I like to add a little kirkland mango salsa to it, can eat it plain or scoop with multi-grain chips or crackers


----------



## ScottyMac710 (Jul 31, 2011)

if you aren't restricting fats too much you can make your own cinnamon or cocoa roasted almonds - just spray with a little pam and season with what you want then roast in the oven


----------



## fullrutt (Aug 1, 2011)

Are boiled eggs good to eat??


----------



## sassy69 (Aug 1, 2011)

fullrutt said:


> Are boiled eggs good to eat??



Sure. I find I get sick of them really quickly tho - somethign about the texture of them grosses me out pretty quickly. Its still an egg tho.


----------



## SloppyJ (Aug 1, 2011)

Mmmm boiled eggs!!!


----------



## MyBodyHealth (Aug 2, 2011)

Fulrutt,

I can think of two foods that would be good snacks for cutting. 

1. Tomatoes:
When I personally try to cut weight, I find it helps regulate my appetite, as well increasing mood. Tomatoes are very low in calories. 
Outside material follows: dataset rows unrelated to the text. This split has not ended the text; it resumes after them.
PR #232, opened 2022-05-26
WAZO-2096: add call direction

bloom1:
Depends-On: https://github.com/wazo-platform/xivo-config/pull/66
Depends-On: https://github.com/wazo-platform/wazo-asterisk-config/pull/47

### DIFF
--- a/integration_tests/suite/test_calls.py
+++ b/integration_tests/suite/test_calls.py
@@ -131,96 +131,11 @@ class TestListCalls(IntegrationTest):
             )
         )))
 
-    def test_call_direction_internal_internal(self):
+    def test_call_direction(self):
         self.ari.set_channels(MockChannel(id='first-id'), MockChannel(id='second-id'))
         self.ari.set_channel_variable(
             {
                 'first-id': {'WAZO_CALL_DIRECTION': 'internal'},
-                'second-id': {'WAZO_CALL_DIRECTION': 'internal'},
-            }
-        )
-        self.ari.set_bridges(MockBridge(id='bridge-id', channels=['first-id', 'second-id']))
-
-        calls = self.calld_client.calls.list_calls()
-
-        assert_that(calls, has_entries(items=contains_inanyorder(
-            has_entries(call_id='first-id', direction='internal'),
-            has_entries(call_id='second-id', direction='internal'),
-        )))
-
-    def test_call_direction_internal_outbound(self):
-        self.ari.set_channels(MockChannel(id='first-id'), MockChannel(id='second-id'))
-        self.ari.set_channel_variable(
-            {
-                'first-id': {'WAZO_CALL_DIRECTION': 'internal'},
-                'second-id': {'WAZO_CALL_DIRECTION': 'outbound'},
-            }
-        )
-        self.ari.set_bridges(MockBridge(id='bridge-id', channels=['first-id', 'second-id']))
-
-        calls = self.calld_client.calls.list_calls()
-
-        assert_that(calls, has_entries(items=contains_inanyorder(
-            has_entries(call_id='first-id', direction='outbound'),
-            has_entries(call_id='second-id', direction='outbound'),
-        )))
-
-    def test_call_direction_internal_inbound(self):
-        self.ari.set_channels(MockChannel(id='first-id'), MockChannel(id='second-id'))
-        self.ari.set_channel_variable(
-            {
-                'first-id': {'WAZO_CALL_DIRECTION': 'inbound'},
-                'second-id': {'WAZO_CALL_DIRECTION': 'internal'},
-            }
-        )
-        self.ari.set_bridges(MockBridge(id='bridge-id', channels=['first-id', 'second-id']))
-
-        calls = self.calld_client.calls.list_calls()
-
-        assert_that(calls, has_entries(items=contains_inanyorder(
-            has_entries(call_id='first-id', direction='inbound'),
-            has_entries(call_id='second-id', direction='inbound'),
-        )))
-
-    def test_call_direction_inbound_inbound(self):
-        self.ari.set_channels(MockChannel(id='first-id'), MockChannel(id='second-id'))
-        self.ari.set_channel_variable(
-            {
-                'first-id': {'WAZO_CALL_DIRECTION': 'inbound'},
-                'second-id': {'WAZO_CALL_DIRECTION': 'inbound'},
-            }
-        )
-        self.ari.set_bridges(MockBridge(id='bridge-id', channels=['first-id', 'second-id']))
-
-        calls = self.calld_client.calls.list_calls()
-
-        assert_that(calls, has_entries(items=contains_inanyorder(
-            has_entries(call_id='first-id', direction='inbound'),
-            has_entries(call_id='second-id', direction='inbound'),
-        )))
-
-    def test_call_direction_inbound_outbound(self):
-        self.ari.set_channels(MockChannel(id='first-id'), MockChannel(id='second-id'))
-        self.ari.set_channel_variable(
-            {
-                'first-id': {'WAZO_CALL_DIRECTION': 'inbound'},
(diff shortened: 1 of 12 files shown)


bloom1:
recheck

integration_tests/suite/test_calls_bus_consume.py
```diff
@@ -104,7 +107,152 @@ def assert_function():
...
+                    has_entries(
+                        message=has_entries({
+                            'name': 'call_updated',
+                            'origin_uuid': XIVO_UUID,
+                            'data': has_entries({
+                                'call_id': first_channel_id,
+                                'status': 'Up',
+                                'hangup_time': None,
+                                'answer_time': is_(a_timestamp()),
+                                'is_video': True,
```
sduthil, line 173: We don't care about `answer_time` or `is_video` in this test. Please reduce the test to the minimum :)

integration_tests/suite/test_calls_bus_consume.py
```diff
@@ -104,7 +107,152 @@ def assert_function():
...
```
sduthil, line 254: Idem

integration_tests/suite/test_calls_bus_consume.py
```diff
@@ -104,7 +107,152 @@ def assert_function():
...
+                                'direction': 'outbound',
```
sduthil, line 255: In those tests, the value of `direction` did not change from its original value. I think another test would be also interesting: 3 channels inbound + internal + internal -> inbound leaves -> calls become `direction: internal`, or something like that, just to test that the `direction` can dynamically change its value during a call.

wazo_calld/plugins/calls/bus_consume.py
```diff
@@ -210,13 +210,21 @@ def _relay_channel_entered_bridge(self, event):
                 logger.debug('channel %s not found', participant_channel_id)
                 return
 
+            set_channel_id_var_sync(
+                self.ari,
+                participant_channel_id,
+                'WAZO_CONVERSATION_DIRECTION',
+                '',  # NOTE(afournier): it will be recalculated in `make_call_from_channel`
+                bypass_stasis=True,
+            )
```
sduthil, line 219: Maybe extract this to a function `invalidate_conversation_direction_cache` or equivalent?

wazo_calld/plugins/calls/bus_consume.py
```diff
@@ -235,6 +243,15 @@ def _relay_channel_left_bridge(self, event):
                 logger.debug('channel %s not found', participant_channel_id)
                 return
 
+            if channels_in_bridge > 1:
+                # If this is the last channel of the bridge we want to keep the last call direction
```
sduthil, line 247: Please reformulate this comment: the condition in the comment is the reverse of the condition in the code, so I had a hard time understanding the comment.

wazo_calld/plugins/calls/services.py
```diff
@@ -492,6 +498,37 @@ def set_answered_time(self, channel_id):
             logger.debug('channel %s not found', channel_id)
             raise NoSuchCall(channel_id)
 
+    @staticmethod
```
sduthil, line 501: Since this function needs `ari`, what's the advantage to making it a `staticmethod`, instead of using `self._ari`?

wazo_calld/plugins/calls/services.py
```diff
@@ -492,6 +498,37 @@ def set_answered_time(self, channel_id):
...
+        if 'outbound' in directions and 'inbound' in directions:
+            return 'unknown'
+
+        if 'outbound' in directions:
+            return 'outbound'
+
+        if 'inbound' in directions:
+            return 'inbound'
+
+        # NOTE(afournier): internal should have the lowest priority
```
sduthil, line 529: I don't think this comment very relevant. I think the code is explicit enough. If you have a specific reason for the comment, please add it. Else, I think we can remove this comment.

wazo_calld/plugins/calls/tests/test_services.py
```diff
@@ -104,3 +106,42 @@ def test_direction_of_call_to_who_is_caller(self):
...
+        )
+
+    def test_call_direction(self):
+
+        inbound_channel = 'inbound'
+        outbound_channel = 'outbound'
+        internal_channel = 'internal'
+        unknown_channel = 'unknown'
+
+        self._assert_conversation_direction([], internal_channel)
```
sduthil, line 123: Suggestion: I would find this clearer to read:
```python
direction = self.services._conversation_direction_from_directions
assert_that(direction([internal, internal]), equal_to(internal))
assert_that(direction([inbound, internal]), equal_to(inbound))
...
```

integration_tests/suite/test_calls.py
```diff
@@ -131,6 +131,108 @@ def test_given_some_calls_with_user_id_when_list_calls_then_calls_are_complete(s
...
+            }
+        )
+        self.ari.set_bridges(MockBridge(id='bridge-id', channels=['first-id', 'second-id']))
+
+        calls = self.calld_client.calls.list_calls()
+
+        assert_that(calls, has_entries(items=contains_inanyorder(
+            has_entries(call_id='first-id', direction='outbound'),
+            has_entries(call_id='second-id', direction='outbound'),
+        )))
```
sduthil, line 166: All those extra scenarios are redundant with the unit tests that compute the direction has the correct value. I think only one integration test would be enough.

sduthil (changes requested):

wazo_calld/plugins/calls/bus_consume.py
bloom1: I will only remove this comment, I now find it pretty useless.

wazo_calld/plugins/calls/services.py
bloom1: I will remove it.

wazo_calld/plugins/calls/tests/test_services.py
bloom1: I agree. Done :smile:

wazo_calld/plugins/calls/services.py
bloom1: That's because it is called through `make_call_from_channel` (`calls/services.py:294`) which is also a `staticmethod`. I cannot change it easily without touching multiple other plugins so I avoided changing it to a standard method.

sduthil: Oh yes, of course :) Thanks for the explanation.

bloom1:
recheck

bloom1:
> Build failed.
> 
>     * [tox-linters ](https://zuul.wazo.community/zuul/t/local/build/029b032e33394208a6942b63914a5eea) : SUCCESS in 4m 17s
> 
>     * [wazo-tox-py37 ](https://zuul.wazo.community/zuul/t/local/build/116b36ae6a4e40a3bfe4f0dc24d76cf6) : SUCCESS in 4m 47s
> 
>     * [debian-packaging ](https://zuul.wazo.community/zuul/t/local/build/040ff37d19e2490180c115c4c57457b2) : SUCCESS in 5m 13s
> 
>     * [calld-tox-integration ](https://zuul.wazo.community/zuul/t/local/build/88f67a3ef8194333933f7889defdd504) : FAILURE in 1h 00m 36s

The failing test passes with multiple individual runs and with running the whole test file multiple times on my machine :confused:

bloom1:
recheck

sduthil (changes requested):
I think we can do better about performance: we should only update the `WAZO_CONVERSATION_DIRECTION` cache when the value changes. For example, it cannot change on a `wazo_call_answered` event. In other cases, we can determine if the value changed (by comparing the value from the event and the newly computed value) and only update the cache when necessary.

bloom1:
recheck

pc-m (approved):

pc-m:
recheck

sduthil:
recheck

pc-m:
regate

pc-m:
regate

PR #242, opened 2022-10-03
pin importlib_metadata package

fblackburn1:
why: kombu use this library without pinning, and the latest version
(5.0.0) of importlib_metadata break the API.
We pin the library to the same version of current (buster) debian version


fblackburn1 (commented):
false positive

PR #243, opened 2022-11-04
mock: check responses and raise on error

pc-m:
This change will not change anything. The goal is to make HTTP errors raise exception during tests instead of failing silently.
When trying to figure out what happened I need to look at the logs trying to find the matching timestamp to view the query result from the remote service to know the result.


integration_tests/suite/helpers/phoned.py
```diff
@@ -1,4 +1,4 @@
-# Copyright 2020 The Wazo Authors  (see the AUTHORS file)
+# Copyright 2022 The Wazo Authors  (see the AUTHORS file)
```
fblackburn1, line 1:
```suggestion
# Copyright 2020-2022 The Wazo Authors  (see the AUTHORS file)
```

sduthil (approved):

pc-m:
regate

fblackburn1:
regate

fblackburn1:
regate

PR #254, opened 2023-02-28
requirements: use digium release for swagger-py

fblackburn1:
why: A commit to support Python 3 has been accepted in upstream repo in
2019. But no version has been released


fblackburn1:
Too bad ...
I won't have time now to investigate

sopelj:
> Too bad ... I won't have time now to investigate

It looks like they merged some fixes for Python3 into master, but clearly there was a merge issue and in master there is still a Python2 import right below the try catch for dual compatibility:

https://github.com/digium/swagger-py/blob/6e7f6b9a0558b5220d205ff00de731f1fef252e8/swaggerpy/swagger_model.py#L14

So, we can't import from that file without patching it.

sduthil:
recheck

PR #901, opened 2015-09-18
Add missing teleport ability to CrowdNavigation sample

EgorBo:
It said: "CTRL+LMB to teleport main agent\n" but nothing happened when I clicked it.


cadaver:
Thanks for your contribution, however note that the functionality is consistently missing from all versions of the sample (C++, AS, Lua.) Teleporting is already demonstrated in example 15 so the easier solution is just to remove the misleading text.

PR #907, opened 2015-09-28
Update Angelscript to 2.30.2

JSandusky:
This pull request updates Angelscript to 2.30.2.

All angelscript samples have been checked. Editor functions but is likely not covered in entirety.

**Notes:**
* Binding ref/value casts has changed, will effect any custom bindings that do not use APITemplates methods
* new protected scope
* private scope changed, now truly private (was previously really protected)
* anonymous methods
* bug-fixes


cadaver:
Thanks. Will do a manual verify for Android & iOS to double-check the native calling convention hasn't been broken, then merge.

JSandusky:
There's a typo in 40_Localization.as of using Color::BLACK instead of BLACK, which just appears to be something overlooked in porting C++ to angelscript. 

It's a single line fix (compile error), would you like that added to the PR? Trying to avoid adding anything extraneous to it, CrowdManager binding fixes were because the bindings led to crashing, so they were fairly vital.

cadaver:
I've already merged the PR internally so it's easiest if I just correct that before pushing. Thanks for notifying.

cadaver:
Merged.

1vanK:
What is the problem of Color::Black? I seen CrowdAgentState::CA_STATE_INVALID in 39_CrowdNavigation.as

PR #923, opened 2015-10-05
Add support for detecting ETC1 and PVRTC extensions in Emscripten/WebGL.

juj:


cadaver:
This alone doesn't unfortunately enable ETC1 / PVRTC, you still need to patch Graphics::GetFormat() to return a nonzero value. Currently these are only ifdeffed in for GLES2, using its extension-specific format enums.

It turns out that tomatoes contain 2 naturally occurring brain chemicals called serotonin and endorphins. Both, especially serotonin, play a vital role in suppressing appetite by sending signals to the brain that make you feel satisfied.

2. Apples:
Apples tend to fill me up quicker and keep me full for longer.

Apples are also high in fiber, and contain a lot of other nutrients, so they are a good overall choice in a healthy diet.

Good luck,
MyBodyHealth


----------



## fullrutt (Aug 3, 2011)

Thanks... I don't think I can eat tomatoes never had a taste to eat them.. Cooked down yes but cut and eat like a apple don't know..  Maybe have to try V8 

Thanks guys for all the help


----------



## ExLe (Aug 6, 2011)

My favorite snack when cutting is a brown rice cake with fat free creme cheese. This is my treat for the day!!


----------



## g4000 (Aug 7, 2011)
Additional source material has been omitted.